### Material supplied
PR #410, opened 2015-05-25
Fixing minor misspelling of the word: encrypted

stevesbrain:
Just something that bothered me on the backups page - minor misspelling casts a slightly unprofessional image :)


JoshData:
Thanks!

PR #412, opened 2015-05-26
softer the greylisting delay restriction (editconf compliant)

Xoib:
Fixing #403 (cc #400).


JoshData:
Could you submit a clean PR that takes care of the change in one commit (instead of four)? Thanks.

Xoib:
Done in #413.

### Problem description
Which lines in the listing hold the word "minor"? Copy them out.

### Result
Fixing minor misspelling of the word: encrypted
Just something that bothered me on the backups page - minor misspelling casts a slightly unprofessional image :)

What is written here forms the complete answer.